By Gavin Gibbon
Shaji Ul Mulk's vision for the shortened version does not include rivalling the established IPL - just yet
Shaji Ul Mulk, the billionaire businessman behind the Aldar Properties Abu Dhabi T10 league, hopes one day that his revolutionary format of the game can match the appeal garnered by the hugely popular Indian Premier League (IPL) – but he admitted he is not ready to go head-to-head with the competition just yet.
Now in its fourth year, the relatively new kid on the block, Abu Dhabi T10, has grown exponentially from its beginnings, boasting a global audience of over 200 million, with the league worth upwards of $50m – the owner of Mulk Holdings, Mulk, having invested more than $5m of his own fortune.
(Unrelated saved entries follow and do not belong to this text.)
PR #1579, opened 2022-04-20
Cassandra 17563

dcapwell:


.circleci/generate.sh
```diff
@@ -116,49 +116,53 @@ if $has_env_vars && $check_env_vars; then
...
+  cat $BASEDIR/license.yml $BASEDIR/config.yml.MIDRES.tmp > $BASEDIR/config.yml.MIDRES
+  rm $BASEDIR/config-2_1.yml.MIDRES $BASEDIR/config.yml.MIDRES.tmp
+}
+
+highers() {
+  $BASEDIR/circle-ci-config.py HIGHER --stdout > $BASEDIR/config-2_1.yml.HIGHRES
+  circleci config process $BASEDIR/config-2_1.yml.HIGHRES > $BASEDIR/config.yml.HIGHRES.tmp
+  cat $BASEDIR/license.yml $BASEDIR/config.yml.HIGHRES.tmp > $BASEDIR/config.yml
+  rm $BASEDIR/config-2_1.yml.HIGHRES $BASEDIR/config.yml.HIGHRES.tmp
+}
```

However, while the dates for this year’s event have already been announced – November 19 to 28 – these depend heavily on three key outcomes: the date of the 2020 T20 World Cup is slated to take place from October 18 to November 15 in Australia, just four days before the start of Abu Dhabi’s showcase tournament; while no new date has been announced for this year’s IPL, with the UAE even touted as a possible venue.
Mulk told Arabian Business: “If the World T20 is postponed to next year, this is great from our perspective as it opens up the whole calendar and makes international players available. But the IPL is happening, they’ve already announced that it will happen. The dates have not been announced and we’ll have to wait for this.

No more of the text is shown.